-- Opening Marker --

PR #666, opened 2021-02-11
Update nf-winuser-setfocus.md

NikoAri:
Documentation should specify what causes different errors. For example, during debugging of large app, I got ERROR_INVALID_PARAMETER, it it's really not obvious why.

Adding comment:
Extended error ERROR_INVALID_PARAMETER (0x57) means that window is in disabled state.


PRMerger14:

jwmsft (approved):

-- Closing Marker --

=== Exercise goal ===
Each line of the data is to be retyped exactly.

=== Response below ===
PR #666, opened 2021-02-11
Update nf-winuser-setfocus.md

NikoAri:
Documentation should specify what causes different errors. For example, during debugging of large app, I got ERROR_INVALID_PARAMETER, it it's really not obvious why.

Adding comment:
Extended error ERROR_INVALID_PARAMETER (0x57) means that window is in disabled state.


PRMerger14:

jwmsft (approved):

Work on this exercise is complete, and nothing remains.